In the past, holding hospitals accountable for quality of care left the healthcare industry struggling for solutions and nursing care out of the equation. Hospitals charged their patients based on type of room (private or semi-private), supply costs and surgical services utilized. Never were patients charged for nursing care; the “nurse came with the room.” No matter how complicated your care, nor specialized your needs, nurses were “free of charge.”  This thinking is about to change.

In October the Centers for Medicare and Medicaid Services (CMS) will stop reimbursing hospitals for eight hospital-acquired conditions. Linking hospital payments to nursing sensitive measurements is new, and the pressure placed on institutions to provide the highest quality of care at the least amount of expense places more attention and scrutiny upon nurses.

Many nurses feel the new link between quality outcomes and nursing care provides our profession with the opportunity to showcase the contributions nurses make to patients.
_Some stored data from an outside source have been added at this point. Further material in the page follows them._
PR #159, opened 2019-07-01
fix(android): Parse java exception name when message missing

kattrali:
Not all Java exceptions have messages, so the default should be to set the class and java exception parsing style if the Android error class is  detected.

Depends on bugsnag/bugsnag-android#511

### DIFF
--- a/src/BugsnagUnity/Payload/Exception.cs
+++ b/src/BugsnagUnity/Payload/Exception.cs
@@ -133,16 +133,28 @@ namespace BugsnagUnity.Payload
       {
         var errorClass = match.Groups["errorClass"].Value;
         var message = match.Groups["message"].Value.Trim();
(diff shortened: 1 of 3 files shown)


src/BugsnagUnity/Payload/Exception.cs
```diff
@@ -141,8 +141,13 @@ public static Exception FromUnityLogMessage(UnityLogMessage logMessage, System.D
           {
             errorClass = match.Groups["errorClass"].Value;
             message = match.Groups["message"].Value.Trim();
-            lines = new StackTrace(logMessage.StackTrace, StackTraceFormat.AndroidJava).ToArray();
           }
+          else
+          {
+            errorClass = message;
```
tomlongridge: Can you add some level of commenting around the format of the AndroidJavaException message?

kattrali:
Updated with some additional comments around how Android Java exceptions are passed through the Unity log handler.

PR #348, opened 2021-08-02
task(tests): add ability to clear persistent data in iOS test fixture

rich-bugsnag:
add ability to clear persistent data in iOS test fixture


twometresteve (approved):
There's some excess whitespace around the new method, but it's not worth waiting for another build for - and I can sort it out when plumbing the new functionality into the tests.

PR #349, opened 2021-08-03
refac(API): change notify level to notifyloglevel

rich-bugsnag:
## Goal

Notifier Spec Compliance

### DIFF
--- a/src/BugsnagUnity/IConfiguration.cs
+++ b/src/BugsnagUnity/IConfiguration.cs
@@ -49,7 +49,7 @@ namespace BugsnagUnity
 
         string Context { get; set; }
 
-        LogType NotifyLevel { get; set; }
+        LogType NotifyLogLevel { get; set; }
         
         bool AutoDetectErrors { get; set; }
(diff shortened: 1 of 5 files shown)


src/BugsnagUnity/IConfiguration.cs
```diff
@@ -49,7 +49,7 @@ public interface IConfiguration
 
         string Context { get; set; }
 
-        LogType NotifyLevel { get; set; }
+        LogType NotifyLogLevel { get; set; }
```
kattrali, line 52: Is this a breaking change for anyone initializing bugsnag-unity via code rather than game object? I would have imagined both would need to be defined on the interface for `NotifyLevel` to remain accessible.

rich-bugsnag: NotifyLevel is still there in the public configuration class (and has a warning on it now). 

The interface is only referenced behind the scenes in the client etc

kattrali (approved):

PR #350, opened 2021-08-03
fix(stacktraces): add support for windows new line characters

rich-bugsnag:
## Goal

Windows stacktraces were not being split properly

## Design

Added support for more types of new line

## Testing

Manually tested and fix a test that should have caught this issue before

### DIFF
--- a/src/BugsnagUnity/Payload/StackTraceLine.cs
+++ b/src/BugsnagUnity/Payload/StackTraceLine.cs
@@ -31,7 +31,7 @@ namespace BugsnagUnity.Payload
 
         internal StackTrace(string stackTrace, StackTraceFormat format)
         {
-            string[] lines = stackTrace.Split(new[] { System.Environment.NewLine },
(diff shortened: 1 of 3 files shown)


src/BugsnagUnity/Payload/StackTraceLine.cs
```diff
@@ -31,7 +31,7 @@ internal StackTrace(StackFrame[] stackFrames)
 
         internal StackTrace(string stackTrace, StackTraceFormat format)
         {
-            string[] lines = stackTrace.Split(new[] { System.Environment.NewLine },
+            string[] lines = stackTrace.Split(new[] {"\r\n","\r","\n", System.Environment.NewLine },
```
twometresteve, line 34: Is this guaranteed to split in precedence order of the array elements?  Or could a `\r\n` sequence end up being split twice, resulting in a blank entry?

twometresteve (approved):
LGTM - one question asked just to be sure, but I suspect it's correct as it is.

PR #358, opened 2021-08-06
Avoid Appium session restarts between iOS e2e scenarios

twometresteve:
## Goal

Avoid have to use the `--separate-sessions` MazeRunner option to create a new Appium session before each iOS test scenario.  This speeds up the run and also means that we just get a single video and set of logs for the run to inspect.

## Design

I've reworked the test fixture a little to hook into the existing functionality to clear all persistent data on iOS.  It was the "false OOMs" caused by the app being killed between scenarios that meant we needed to use separate sessions initially.

I've separated the running of commands from scenarios.  Although they are very similar in how they are invoked, they are separate concerns and have some important differences.  For example, command should not typically be starting Bugsnag.

## Changeset

- `--separate-sessions` removed from pipelines
- Test fixture buttons reduced in height slightly to fit a new "Run command" button on.
- Test fixture and harness changes to separate the concerns of running scenarios and commands, whilst reusing common elements.

## Testing

Covered by a full CI run.

### DIFF
--- a/.buildkite/pipeline.full.yml
+++ b/.buildkite/pipeline.full.yml
@@ -553,7 +553,6 @@ steps:
   #
   # Run iOS tests
   #
-  # TODO: PLAT-6656 - Avoid having to use --separate-sessions
   - label: ':ios: Run iOS e2e tests for Unity 2017'
     depends_on: 'build-ios-fixture-2017'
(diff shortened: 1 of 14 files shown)


rich-bugsnag (approved):
Good idea, thanks @twometresteve

PR #359, opened 2021-08-06
task(config): add new BundleVersion configuration option

rich-bugsnag:
## Goal

New configuration option BundleVersion to set the native Cocoa bundleVersion option

## Design

The config value is null by default and only passed through to cocoa if set by the user

## Changeset

- Added BundleVersion to IConfiguration and Configuration classes
- Added native method bugsnag_setBundleVersion in NativeCode and Bugsnag.mm classes

## Testing

Added check for the value in the iOS test ios_csharp_errors.feature:8

### DIFF
--- a/src/BugsnagUnity/Native/Cocoa/NativeClient.cs
+++ b/src/BugsnagUnity/Native/Cocoa/NativeClient.cs
@@ -34,6 +34,10 @@ namespace BugsnagUnity
             NativeCode.bugsnag_setAppVersion(obj, config.AppVersion);
             NativeCode.bugsnag_setNotifyUrl(obj, config.Endpoint.ToString());
             NativeCode.bugsnag_setMaxBreadcrumbs(obj, config.MaximumBreadcrumbs);
+            if (!string.IsNullOrEmpty(config.BundleVersion))
+            {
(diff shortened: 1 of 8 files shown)


nickdowell (approved):
LGTM

src/BugsnagUnity/Native/Cocoa/NativeClient.cs
```diff
@@ -34,6 +34,10 @@ IntPtr CreateNativeConfig(IConfiguration config)
             NativeCode.bugsnag_setAppVersion(obj, config.AppVersion);
             NativeCode.bugsnag_setNotifyUrl(obj, config.Endpoint.ToString());
             NativeCode.bugsnag_setMaxBreadcrumbs(obj, config.MaximumBreadcrumbs);
+            if (!string.IsNullOrEmpty(config.BundleVersion))
```
nickdowell, line 37: This if statement doesn't seem to be necessary - we don't check `IsNullOrEmpty` for `AppVersion` or `ReleaseStage`

twometresteve: The (internal) spec says:
> The `bundleVersion` property shall be set from supplied `Configuration`.

So yes, I agree - if it's null/empty then it should be set as such in the native layer.

PR #360, opened 2021-08-08
Resolve e2e test flake with open

twometresteve:
## Goal

Resolve a curious test flake that occurs in the Buildkite CI environment when using `open` to launch the test fixture.

## Design

I was unable to explain the reason that `open` caused a test flake, but invoking the executable directly instead seems to have resolved it.

## Testing

Tested by running macOS e2e tests on all Unity versions on an hour schedule for a day.


rich-bugsnag (approved):
Thanks @twometresteve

No longer will administrators be able to take short-cuts in staffing levels, in an effort to minimize expenses; with data demonstrating links between staffing levels infection rates and pressure ulcer prevention lurking in the background.   

Some nurses are concerned the new link between outcomes and reimbursement affords hospitals the “opportunity” to “blame” nurses for poor outcomes. During a time when many hospitals are instituting “pay for performance” initiatives, many nurses feel hospitals will use the new system to punish and point fingers at nurses.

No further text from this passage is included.